Q. How do you expect that “bullies” will respond to Four Secrets? How about those kids who are bullied by them?

A. I hope that my novel will be read as a tribute to the courage and stamina of bullied teens everywhere. Statistically, one in three teenagers has experienced some form of bullying. That’s a lot of kids and also a lot of bullies. And I also hope that my book will raise awareness about the damage caused by typical everyday bullying behaviors, especially gender bullying, with its brutal names and sexual innuendoes. Gender bullying is so common in the modern high school, but can be crippling, and as we’ve seen, it makes school a dangerous place for many kids.

Q. Why do you think so many kids don’t report bullying when it’s happening to them?

A. They are too ashamed about being the targets of bullying and too confused about how to stop the persecution.
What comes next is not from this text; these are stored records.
PR #1879, opened 2021-06-08
Fix CUDA vector layout logic.

csyonghe:
And rename debug symbols for navis.


jsmall-nvidia (approved):
Some small edge cases remain with CUDA - will add additional PR covering those cases.

PR #1880, opened 2021-06-09
Support timestamp queries in `gfx`.

csyonghe:
This changes add an `IQueryPool` interface that is similar to Vulkan's `VkQueryPool` to allow querying GPU timestamps.
This feature can be used to obtain performance data.

### DIFF
--- a/tools/gfx/debug-layer.cpp
+++ b/tools/gfx/debug-layer.cpp
@@ -140,6 +140,8 @@ SLANG_GFX_DEBUG_GET_INTERFACE_IMPL(ShaderObject)
 SLANG_GFX_DEBUG_GET_INTERFACE_IMPL(ShaderProgram)
 SLANG_GFX_DEBUG_GET_INTERFACE_IMPL(Swapchain)
 SLANG_GFX_DEBUG_GET_INTERFACE_IMPL(TransientResourceHeap)
+SLANG_GFX_DEBUG_GET_INTERFACE_IMPL(QueryPool)
+
 
 #undef SLANG_GFX_DEBUG_GET_INTERFACE_IMPL
 #undef SLANG_GFX_DEBUG_GET_INTERFACE_IMPL_PARENT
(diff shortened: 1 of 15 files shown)


tools/gfx/debug-layer.cpp
```diff
@@ -477,6 +479,16 @@ const DeviceInfo& DebugDevice::getDeviceInfo() const
     return baseObject->getDeviceInfo();
 }
 
+Result DebugDevice::createQueryPool(const IQueryPool::Desc& desc, IQueryPool** outPool)
+{
+    SLANG_GFX_API_FUNC;
+    RefPtr<DebugQueryPool> result = new DebugQueryPool();
```
jsmall-nvidia, line 485: Super nitpic point - why not make the desc a param to a constructor.

tools/gfx/debug-layer.cpp
```diff
@@ -706,12 +724,24 @@ void DebugRenderCommandEncoder::setStencilReference(uint32_t referenceValue)
     return baseObject->setStencilReference(referenceValue);
 }
 
+void DebugRenderCommandEncoder::writeTimestamp(IQueryPool* pool, SlangInt index)
+{
+    SLANG_GFX_API_FUNC;
+    baseObject->writeTimestamp(static_cast<DebugQueryPool*>(pool)->baseObject, index);
```
jsmall-nvidia, line 730: It's possible to do something like a dynamic cast for incoming com interfaces by giving the impls their own guid, and querying for that, This can be seen implemented in CacheFileSystem::queryInterface(SlangUUID const& uuid, void** outObject). By adding `SLANG_CLASS_GUID(0x2f4d1d03, 0xa0d1, 0x434b, { 0x87, 0x7a, 0x65, 0x5, 0xa4, 0xa0, 0x9a, 0x3b })` and then doing 

```
 if (uuid == CacheFileSystem::getTypeGuid())
    {
        *outObject = this;
        return SLANG_OK;
    }
```

Note does not increment reference count. 

This some what outside of 'COM' but is 'safe' under the assumption that Guids don't clash (they are unique!), and that the GUID you are using is private to your impl. 

This is not *necessary* but thought I'd throw it out there.

tools/gfx/vulkan/render-vk.cpp
```diff
@@ -3448,7 +3451,7 @@ class VKDevice : public RendererBase
         // a `CommandBuffer` created from the heap. We need to break the cycle when
         // the public reference count of a command buffer drops to 0.
         SLANG_COM_OBJECT_IUNKNOWN_ALL
-        ICommandBuffer* getInterface(const Guid& guid)
+            ICommandBuffer* getInterface(const Guid& guid)
```
jsmall-nvidia, line 3454: Tab?

jsmall-nvidia (dismissed):
Nice functionality to have.

PR #1882, opened 2021-06-10
Properly fill `declref` in `Linkage::getContainerType`.

csyonghe:
`Linkage::getContainerType` is introduced in #1851 to allow users to conveniently obtain a specialized `StructuredBuffer<T>` or `ParameterBlock<T>` types with a given element type.

The implementation was not complete in that it does not fill in the `declRef` field of the resulting `Type`. This can lead to crashes when the `declRef` is used, such as in `Type::getName()`. This change fixes this issue by properly looking up and fill in the declref.

Also includes a small fix to the cpu timestamp query implementation.

### DIFF
--- a/source/slang/slang-ast-builder.cpp
+++ b/source/slang/slang-ast-builder.cpp
@@ -257,6 +257,29 @@ VectorExpressionType* ASTBuilder::getVectorType(
     return as<VectorExpressionType>(DeclRefType::create(this, declRef));
 }
 
+DeclRef<Decl> ASTBuilder::getBuiltinDeclRef(const char* bubiltinMagicTypeName, ConstArrayView<Val*> genericArgs)
+{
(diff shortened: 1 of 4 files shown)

This is how my characters react initially. Then they decide to take matters into their own hands, a brave decision, but it lands them in juvenile detention, which they vow to endure rather than reveal their secrets. But they do finally turn to a trusted adult—their social worker. So I do have a message in my book about turning to a trusted adult. Not necessarily a parent, but somebody that can and will help.

Q. Your previous books were for younger audiences. Do you anticipate writing more young adult novels in the future?

A. Actually I started my career writing for teenagers, way back in the eighties, writing six YA novels before I turned to picture books and folktales. Now I am back in the groove of writing about modern adolescence, but this writing feels new both because I’m a different writer and because adolescence itself has changed so much in the past decade, become more complicated and more segregated and more dangerous. I hope that Four Secrets will help teenagers to see that surviving bullying, or intervening to help a bullied student, is an heroic act, and something to forever be proud of.

Q. About yourself, how keen a reader were you as a child?

A. I was an obsessive reader. As a teenager, I preferred books about teenagers who were miserable and confused, as I was. There weren’t many. Whenever I found one, it was like a religious experience. Among the books that saved me were Girl of the Limberlost, Catcher in the Rye, and Harriet the Spy.

Q. When did you first decide that you wanted to be a writer?

A. I wrote all through my childhood and adolescence, but I came to writing as a career rather late—in my late twenties, after I had tried half a dozen other jobs and realized that I needed to work alone and live inside my head and be part of a profession that is hard to explain to non-writers—the need to write, as one needs to eat. Luckily my husband, a non-writer, has always understood that writing is part of who I am.

Q. What’s your best advice to parents of teens or pre-teens to help their kids to read more?

A. A book can be a gift that inspires and comforts when given to the right child at the right time. This requires careful observation of what is going on in the life of your children, their fears, their interests, their passions. A good librarian can help with suggestions. I also think that teenagers, like all readers, need to read books that are not all that serious, escapism is fine if interspersed with an occasional book that will challenge and stretch them.

Q. What do you most enjoy when you’re not reading or writing?

A. I love to take long walks, love to read contemporary novels and have been recently writing some poetry. My husband and I both love foreign films. I also recently started assisting with a children’s choir—ages 4 to 8, singing many Beatle songs—so much joy and innocence, really uplifting.